SUMMARY This project aims to mechanistically understand and combat pathological mechanisms activated by SARS- CoV-2 in the lungs and heart. We will further investigate whether these mechanisms are altered in specific immunodeficiencies linked to severe COVID-19. Our work will leverage major discoveries made by our group, including that the non-canonical inflammasome protein Caspase-11 (CASP11, homologous to CASP4 in humans) promotes pathological inflammation in SARS-CoV-2 infection, and that CASP11 KO mice experience significantly less severe infections than than WT mice. In Aim 1, we will test the hypothesis that cell-specific roles of CASP11 mediate SARS-CoV-2 pathogenesis by examining infections of cell-specific CASP11 KO mice (CASP11 flox allele mice). Further, we will target CASP11 downstream effectors identified by our work, such as the chemokine CXCL1 and recruited neutrophils, to determine their roles in unique aspects of SARS-CoV-2 pathogenesis. We will examine additional emergent candidate CASP11-dependent molecules, using genetic, neutralizing antibody, and chemical inhibitor strategies. This aim will yield new understanding of roles for CASP11 in specific cell types and will identify tailored strategies for preventing or treating unique aspects of COVID-19 pathology. In Aim 2, we will test the hypothesis that CASP11-dependent mechanisms of pathogenesis are exacerbated in specific immunodeficiencies linked to severe COVID-19. These include type I interferon (IFN) and IFN-induced transmembrane protein 3 (IFITM3) deficiencies. We have shown IFN alpha receptor KO and IFITM3 KO mice model these deficiencies, including exacerbated lung infections and virus dissemination to the heart. The use of these models in combination with CASP11 KOs will allow identification of pathogenic mechanisms in the lungs, and in the hearts of mice with or without direct cardiac tissue infection. Overall, our work will reveal fundamental mechanisms of SARS-CoV-2 pathogenesis in the lungs and heart, including involvement of specific cell types, pathways, and molecules, thus revealing targetable therapeutic strategies for combating COVID-19 in immunocompetent, as well as highly vulnerable, populations.
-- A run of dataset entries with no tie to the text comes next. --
Issue #1789, opened 2024-07-04
JSON Error when retrieving job results


osamarais:
**Describe the bug**
JSON error when running on real backend:

  File "/lib/python3.12/site-packages/simplejson/__init__.py", line 533, in loads
    return cls(encoding=encoding, **kw).decode(s)
           ^^^^^^^^^^^^^^^^^^^^^^^^^^^^
  File "/lib/python3.12/site-packages/qiskit_ibm_runtime/utils/json.py", line 331, in __init__
    super().__init__(object_hook=self.object_hook, *args, **kwargs)
TypeError: JSONDecoder.__init__() got an unexpected keyword argument 'encoding'

**Steps to reproduce**
Submit a job and get the results from real backend
result = estimator.run([(ansatz, hamiltonian, [params])]).result()

**Expected behavior**
Should return job data without an error.

**Suggested solutions**
Simply replacing
`import json`
with
`import simplejson as json`
in qiskit_ibm_runtime/utils/json.py
fixes this particular issue.

**Additional Information**

- **qiskit-ibm-runtime version**: 0.23.0
- **Python version**: 3.12.3
- **Operating system**: Ubuntu 24.04 LTS  Linux 6.8.0-36-generic x86-64

kt474:
Hi @osamarais, this has been discussed in a previous issue - https://github.com/Qiskit/qiskit-ibm-runtime/issues/1603. I believe the solution here would be to uninstall simplejson from your environment

Issue #1603, opened 2024-04-11
JSONDecoder error when retrieving IQP job


jyu00:
**Describe the bug**

Retrieving job 

<img width="928" alt="image" src="https://github.com/Qiskit/qiskit-ibm-runtime/assets/28284230/f6d4d0ea-3937-4ebf-b6d6-06d24aeb1654">

raised a JSONDecoder error

![image](https://github.com/Qiskit/qiskit-ibm-runtime/assets/28284230/789dc615-9a11-4979-9e70-551e9b12e38c)

**Steps to reproduce**

**Expected behavior**

**Suggested solutions**

**Additional Information**

- **qiskit-ibm-runtime version**: 0.22
- **Python version**: 3.10
- **Operating system**:

I didn't look too much into this, but a quick Google search says it may be an incompatibility between `request` and Python 3.10.

danipombo:
For context, the above error was generated when running the code on the IBM Watson Studio. However, It ran smoothly when executing in my local environment.

pacomf:
I replicated the issue in Watson Studio and I resolved uninstalling the simplejson dependency:

`!yes | pip uninstall simplejson`

For context: https://github.com/Qiskit/qiskit-ibm-provider/pull/649#issuecomment-1572362758

kt474:
Thank you @pacomf - yes this same issue we discovered a while back in `qiskit-ibm-provider`. 

>It appears that when simplejson is in the environment requests preferentially imports it. However, the arguments accepted by JSONDecoder are inconsistent between the standard library json and simplejson leading to errors when using the standard json.JSONDecoder when simplejson is in the environment.

Closing as resolved

HuangJunye:
This issue was reported during the quantum challenge when people were running the notebook on qBraid. Is there a plan to add some checks of whether simplejson exist in the environment and raise warnings? This bug is rather hard to debug unless user search on the github repo.

rryoung98:
Thanks @HuangJunye it's certainly a non-obvious bug we'll try and fix it asap.

JaganNatarajan:
@rryoung98 is this issue fixed. I am still seeing this happen in qBraid. Could you please update?

kt474:
Hi @JaganNatarajan I'm working on a fix in #1800

PR #1800, opened 2024-07-10
Fix simplejson incompatibility

kt474:
### Summary

Related to #1789 and #1603 - Attempt to fix the issue where having `simplejson` installed in an environment prevents users from retrieving job results 

### Details and comments
Fixes #

### DIFF
--- a/test/integration/test_job.py
+++ b/test/integration/test_job.py
@@ -47,6 +47,17 @@ class TestIntegrationJob(IBMIntegrationJobTestCase):
         self.assertTrue(job.result())
 
     @run_integration_test
+    def test_run_with_simplejson(self, service):
+        """Test retrieving job results with simplejson package installed."""
+        try:
+            __import__("simplejson")
+            job = self._run_program(service=service)
+            job.wait_for_final_state()
+            self.assertTrue(job.result())
+        except ImportError:
+            self.assertRaises(ImportError)
+
+    @run_integration_test
     @quantum_only
     def test_run_program_log_level(self, service):
         """Test running with a custom log level."""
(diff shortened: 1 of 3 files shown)


ptristan3 (commented):
Could we add a simple unit test to verify this fix?

test/integration/test_job.py
```diff
@@ -46,6 +46,17 @@ def test_run_program(self, service):
...
+    @run_integration_test
+    def test_run_with_simplejson(self, service):
+        """Test retrieving job results with simplejson package installed."""
+        try:
+            __import__("simplejson")
+            job = self._run_program(service=service)
+            job.wait_for_final_state()
+            self.assertTrue(job.result())
+        except ImportError:
+            self.assertRaises(ImportError)
```
SamFerracin, line 58: Have you considered pip installing it, running the test, and pip uninstalling it? Not sure what the best approach (installing it VS raising the import error) is in this case

FWIW, the installation takes very little, so the overall test time should be impacted minimally?

kt474: I did consider that and yes I think it would be a more complete test that way but I feel that it's generally not good practice to install/uninstall packages inside a test. 

Also not sure what the best approach is here and if there's a better solution

ptristan3: I agree that modifying the env to run a test seems not the best approach. But we are doing some similar in the [test](https://github.com/Qiskit/qiskit-ibm-runtime/blob/main/test/integration/test_fake_backends.py#L188) so...I'm also not sure what the best way to test here.

kt474: Going to merge for now and closely monitor the main branch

摘要 该项目旨在从机械上了解和对抗SARS激活的病理机制- 肺脏和心脏中有CoV-2病毒。我们将进一步调查这些机制是否在特定情况下被改变 免疫缺陷与严重的新冠肺炎有关。我们的工作将利用我们团队的重大发现， 包括非典型炎症体蛋白Caspase-11(CASP11，与CASP4同源) 人类)促进SARS-CoV-2感染的病理炎症，CASP11 KO小鼠经历 感染严重程度明显低于WT小鼠。在目标1中，我们将测试特定于细胞的假设 CASP11在细胞特异性CASP11 KO小鼠感染中的作用 (CASP11 Flox等位基因小鼠)。此外，我们将针对我们的工作确定的CASP11下游效应器，如 作为趋化因子CXCL1和招募的中性粒细胞，以确定它们在SARS-CoV-2独特方面的作用 发病机制。我们将研究其他新出现的依赖CASP11的候选分子， 中和抗体和化学抑制剂策略。这一目标将产生对以下角色的新理解 CASP11在特定的细胞类型中的作用，并将确定针对特定方面的预防或治疗独特的 新冠肺炎病理。在目标2中，我们将检验CASP11依赖机制的假设 与严重新冠肺炎相关的特异性免疫缺陷会加剧发病机制。其中包括第一类 干扰素及干扰素诱导的跨膜蛋白3缺乏症。我们已经展示了干扰素α 受体KO和IFITM3KO小鼠模拟这些缺陷，包括加重的肺部感染和病毒 传播到内心。将这些模型与CASP11 KO结合使用将使识别成为可能 有或没有直接心脏组织感染的小鼠的肺部和心脏的致病机制。 总体而言，我们的工作将揭示SARS-CoV-2在肺和心脏致病的基本机制， 包括特定细胞类型、途径和分子的参与，从而揭示有针对性的治疗 在免疫能力强和高度脆弱的人群中抗击新冠肺炎的战略。